Start of EXTRACTED MATERIAL
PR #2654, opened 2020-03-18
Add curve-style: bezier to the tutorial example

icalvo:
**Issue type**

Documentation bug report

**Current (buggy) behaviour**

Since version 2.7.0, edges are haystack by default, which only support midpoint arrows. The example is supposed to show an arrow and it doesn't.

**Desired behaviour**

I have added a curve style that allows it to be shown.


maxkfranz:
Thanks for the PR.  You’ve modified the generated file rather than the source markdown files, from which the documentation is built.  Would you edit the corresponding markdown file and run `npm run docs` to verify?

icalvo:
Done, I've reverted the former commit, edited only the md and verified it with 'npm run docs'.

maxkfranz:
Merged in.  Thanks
End of EXTRACTED MATERIAL
*TASK ITEM*. Within the entries, find all lines that contain "Thanks" and copy each one.

*ANSWER*.
Thanks for the PR.  You’ve modified the generated file rather than the source markdown files, from which the documentation is built.  Would you edit the corresponding markdown file and run `npm run docs` to verify?
Merged in.  Thanks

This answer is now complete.